The Stanford Health Care team, which included specialists in pulmonary care, Yasuhiro Shudo, M.D., Ph.D., in cardiothoracic surgery and Shanthi Kappagoda, M.D., M.S., in infectious diseases, chose a vein-to-vein approach to using ECMO. “Usually ECMO for hantavirus cardiopulmonary syndrome is hooked up from vein to artery, so you completely bypass the heart,” said Hsu. “But we opted for vein-to-vein ECMO, which let his lungs completely relax, but utilized his strong heart.” They went with this approach to avoid the heart damage that can sometimes occur during extreme uses of mechanical ventilation.
“Hantavirus is a very serious infection, which can come on very rapidly, within hours,” said Hsu. According to the CDC, there have only been 728 cases of hantavirus ever reported in the United States, with just 50 in California. Initially, physicians caring for Beaulieu suspected he had contracted hantavirus when he stayed in a cabin in Montana that had evidence of a rodent infestation. But Beaulieu later learned that the strain he contracted most closely resembled one found in the Tahoe region.
“They told my family I was one of the sickest people in the hospital at that moment,” said Beaulieu, whose parents flew out from the East Coast once they got the call. “Being on the ECMO machine gave me a fifty-fifty shot.”
Within 24 to 48 hours on ECMO, Beaulieu showed signs of improvement.
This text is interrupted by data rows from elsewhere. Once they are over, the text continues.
PR #1916, opened 2019-05-27
Handle high number of jobs purging

maximemenager:
Some databases have a high number of jobs (250k+), leading to issues on
couch side. This commit should improve the purge by:

- Compute which jobs to delete on go-side instead of couch
- Use chunks for bulk deletes to prevent timeouts

### DIFF
--- a/model/job/broker.go
+++ b/model/job/broker.go
@@ -3,6 +3,7 @@ package job
 import (
 	"context"
 	"encoding/json"
+	"sort"
 	"time"
 
 	"github.com/cozy/cozy-stack/model/permission"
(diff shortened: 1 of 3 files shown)


model/job/broker.go
```diff
@@ -313,61 +314,86 @@ func GetQueuedJobs(db prefixer.Prefixer, workerType string) ([]*Job, error) {
...
+			StartKey: startkey,
 		}
-		err := couchdb.FindDocs(db, consts.Jobs, req, &jobs)
+		err := couchdb.GetAllDocs(db, consts.Jobs, req, &jobs)
+
 		if err != nil {
 			return nil, err
 		}
+
+		lastJob, jobs = jobs[len(jobs)-1], jobs[:len(jobs)-1]
```
nono: What happens if we have 0 jobs here?

model/job/broker.go
```diff
@@ -313,61 +314,86 @@ func GetQueuedJobs(db prefixer.Prefixer, workerType string) ([]*Job, error) {
...
+			remainingJobs = false
+			finalJobs = append(finalJobs, lastJob)
 		}
 	}
 
 	return finalJobs, nil
 }
 
+// GetJobsBeforeDate returns alls jobs queued before the specified date
+func GetJobsBeforeDate(jobs []*Job, date time.Time) ([]*Job, error) {
```
nono: s/GetJobsBeforeDate/FilterJobsBeforeDate/

nono: Why do you return an `error` if it is always nil?

model/job/broker.go
```diff
@@ -313,61 +314,86 @@ func GetQueuedJobs(db prefixer.Prefixer, workerType string) ([]*Job, error) {
...
+		}
+	}
+
+	return b, nil
+}
+
+// FilterByWorkerAndState filters a job slice by its workerType and State
+func FilterByWorkerAndState(jobs []*Job, workerType string, state State, limit int) []*Job {
+	// Step 1: Ordering
+	sort.Slice(jobs, func(i, j int) bool { return jobs[i].QueuedAt.Before(jobs[j].QueuedAt) })
```
nono: As I understand, this function is called 4 times (with different states). As such, the sort is done 4 times, which can be costly in performances. By moving the sort outside of this function, before the loop on states, we can call it only once.

model/job/broker.go
maximemenager: This is a mistake, thanks !

model/job/broker.go
maximemenager: I did not think of that case, the commits below should fix it, thanks ;)

web/jobs/jobs.go
```diff
@@ -495,19 +495,21 @@ func purgeJobs(c echo.Context) error {
...
+	}
+
 	// Step 1: We want to get all the jobs prior to the date parameter.
 	// Jobs returned are the ones we want to remove
 	d := time.Now().Add(-dur)
-	jobsBeforeDate, err := job.GetJobsBeforeDate(instance, d)
-	if err != nil && err != job.ErrNotFoundJob {
-		return err
-	}
+	jobsBeforeDate := job.FilterJobsBeforeDate(allJobs, d)
```
nono: I think there is a subtle bug:

- `job.FilterJobsBeforeDate` is modifying some of the jobs in `allJobs` because of the trick `b := jobs[:0]` to use the same underlying storage for both `allJobs` and `jobsBeforeDate` (alias `b`)
- but we are also using `allJobs` later (https://github.com/cozy/cozy-stack/pull/1916/files#diff-5b7c95bb32fcec71d666c8ab794c5371R512)

PR #1919, opened 2019-05-28
Improve rate limit exceeded check

maximemenager:
Before this change, any kind of error returned by the CheckRateLimit
function (like access error to cache for example) was interpreted as a
rate exceeded, resulting in the blocking of the instance. This commit
ensures the error is the good one before blocking the instance.

### DIFF
--- a/web/auth/auth.go
+++ b/web/auth/auth.go
@@ -277,7 +277,7 @@ func login(c echo.Context) error {
 		// Handle 2FA failed
 		if !successfulAuthentication {
 			errCheckRateLimit = limits.CheckRateLimit(inst, limits.TwoFactorType)
-			if errCheckRateLimit != nil {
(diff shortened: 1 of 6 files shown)


web/auth/auth.go
```diff
@@ -316,7 +316,7 @@ func login(c echo.Context) error {
 				successfulAuthentication = true
 			}
 		} else { // Bad login passphrase
-			if err := limits.CheckRateLimit(inst, limits.AuthType); err != nil {
+			if err := limits.CheckRateLimit(inst, limits.AuthType); err != nil && err == limits.ErrRateLimitExceeded {
```
nono: You can replace all the `err != nil && err == limits.ErrRateLimitExceeded` by just `err == limits.ErrRateLimitExceeded `

PR #1923, opened 2019-06-04
Add available apps for intents

maximemenager:
This PR adds an API field that lists non-installed apps that handles the intent.

The `icon` field has not been added alongside the `slug` and `name` ones as it is easy to retrieve by the stack proxy: `http://<instance>/registry/<slug>/icon`.

### DIFF
--- a/model/intent/intents.go
+++ b/model/intent/intents.go
@@ -184,7 +184,7 @@ func (in *Intent) FillAvailableWebapps(inst *instance.Instance) error {
 
 	registries := inst.Registries()
 	for _, webapp := range endSlugs {
-		go func(webapp string, instance *instance.Instance) {
+		go func(webapp string) {
 			webappMan := app.WebappManifest{}
 			v, err := registry.GetLatestVersion(webapp, "stable", registries)
 			if err != nil {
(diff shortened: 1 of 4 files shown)


model/intent/intents.go
```diff
@@ -91,4 +107,124 @@ func (in *Intent) FillServices(instance *instance.Instance) error {
...
+			}
+
+			versionsChan <- webappMan
+		}(webapp, inst)
+	}
+
+	for i := 1; i <= len(endSlugs); i++ {
+		select {
+		case err := <-errorsChan:
+			inst.Logger().Errorf("intent: %s", err)
```
nono: Can you add a `WithField("nspace", "intents")`?

model/intent/intents.go
```diff
@@ -91,4 +106,123 @@ func (in *Intent) FillServices(instance *instance.Instance) error {
...
+		}
+	}
+
+	lastVersions := map[string]app.WebappManifest{}
+	versionsChan := make(chan app.WebappManifest)
+	errorsChan := make(chan error)
+
+	registries := inst.Registries()
+	for _, webapp := range endSlugs {
+		go func(webapp string, instance *instance.Instance) {
```
nono: The `instance` parameter is no longer needed, I think

PR #1924, opened 2019-06-04
Fix sending invitation mails to some contacts

nono:
When a contact is added to a sharing, the stack sends them an email to their address. This address can be in the "foo@example.net" format, or in the "Foo <foo@example.net>" format. This commit fixes sending emails when the latter is used.

### DIFF
--- a/worker/mails/mail.go
+++ b/worker/mails/mail.go
@@ -5,6 +5,7 @@ import (
 	"fmt"
 	"io"
 	"runtime"
+	"strings"
 	"time"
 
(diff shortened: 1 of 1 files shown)


nono:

In just five days, he was taken off the machine, and was discharged a week after he was first admitted to Stanford. “To go from near death to immediately bouncing back was quite impressive,” said Hsu. “It was pretty much the best outcome you could get on ECMO.”
“The use of ECMO is becoming more and more prevalent and prominent,” said William Hiesinger, M.D., assistant professor of cardiothoracic surgery. At Stanford Health Care, the use of ECMO has greatly expanded, from just a handful of cases a decade ago to nearly 80 per year. “The technology has improved and with more experience using the technology, physicians are seeing that it can be applied over a wider variety of disease processes and illnesses,” said Hiesinger. The ideal ECMO patient is somebody who has a one-organ-system injury that’s reversible, he said. This includes patients with an acute lung injury or acute cardiomyopathy.
While on ECMO, Beaulieu was intubated, so he communicated by writing notes. When Hsu told him he had hantavirus and that it was up to his own lungs to fight the disease, Beaulieu scribbled this response: “My lungs are one of the body parts I’ve always trusted most.”
“I’m really lucky to be in this area and that Stanford Health Care was able to accept me,” said Beaulieu, who is back at work full time and starting to exercise again. “Without ECMO, it’s very unlikely that I would have survived. I’m so grateful to everyone at Stanford and the hospital in Oakland for working together on my behalf to arrange the transfer. Even if there had been just a half-day delay, it might have been too late.”